Our man in China Davidson put in a last-minute bid to have them preserved and incorporated in Lab's masterplan. "These were three or four pretty fantastic examples of late 19th century industrial buildings that we should try to retain," he says. "The trees are a pattern of the major movement systems that existed on the land. I thought, 'Is there a way we can take those pathways and actually make them tell another story in the way the development works?' I think the city people were receptive, though they were a bit shocked."
A few in Melbourne might similarly be surprised to discover that within the heart of one of the masterminds of Federation Square there lurks a conservationist, but Davidson insists it's all in character. "For me, keeping things from the past and also creating something that's looking forward is not incompatible. If you erase too much you create a condition of amnesia in cities."
Afew days after the launch, Zhang Xin is talking about the way she and her husband work. Their office is atop Soho New Town, their first big project, a complex of clean rectilinear apartment towers behind a front of offices, shops and restaurants on the eastern side of Beijing's CBD. Two or three blocks closer into the city centre, their company is almost halfway through construction of the even bigger Soho Jianwai project, involving 23 tower buildings of a much lighter design. The avant-garde architecture and fine detail is in contrast to much urban redevelopment in China, which Pan derides as an "architectural dumping ground".

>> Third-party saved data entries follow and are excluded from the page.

PR #6078, opened 2022-03-21
Handes visibility preference setting for dm/gm

shazm:
#### Summary

The mobile app now handles DM/GM visibility preferences (when a user has selected to "close" the conversation).

#### Ticket Link

Fixes https://mattermost.atlassian.net/browse/MM-42641

#### Checklist

- [ ] Has UI changes

#### Device Information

Zhang's office is an airy space dotted with large glossy sculptures of pigs, a Chinese symbol of good fortune. They were originally intended for the ground-floor shopping mall, until a tenant - a Muslim restaurant - objected.
Zhang and Pan's fascination with new architecture started with a very small building, she says. "We had an experience of building our own country house, our first working contact with an avant-garde creative architect. It was an experiment with 20,000 changes, but that was the one project that got me to fall in love with modern architecture.
"Since then I have very much been exposed to it, and it seems to fit in very naturally to what we do. My husband is always asking me, 'Are you convinced this is a really good building? If you are convinced, you have the passion, then we can sell it'."
The construction boom in China hasn't been without hiccups. Beijing's Olympic planners hired some of the world's top design firms to work on the games venues, but neglected to settle minor details like budgets. A month ago, work on the main Olympic stadium halted when Beijing ordered the Swiss architects to cut costs by 40 per cent.
Pan and Zhang hope to avoid such blunders by planning appropriately before even talking to designers. "I get a budget (from Pan) to take to the architect," Zhang says. "You don't run into the problem that you have with the Olympic stadium - a fantastic project but with total disregard for the budget. It's really not the architect's responsibility, it's that the client is so bad at understanding what the design may end up costing."
Asked what she makes of Davidson's theories of complexity, of geometry and life, Zhang, the developer, smiles. "Just talk about the intuition," she says she told Davidson at the launch. "The philosophy, it puts people to sleep.
"Most of these things are afterthoughts," she continues. "We really don't live in such a rational world, which is assumptions and solutions. The way creative people create is by having intuition. They wake up with an image in their mind."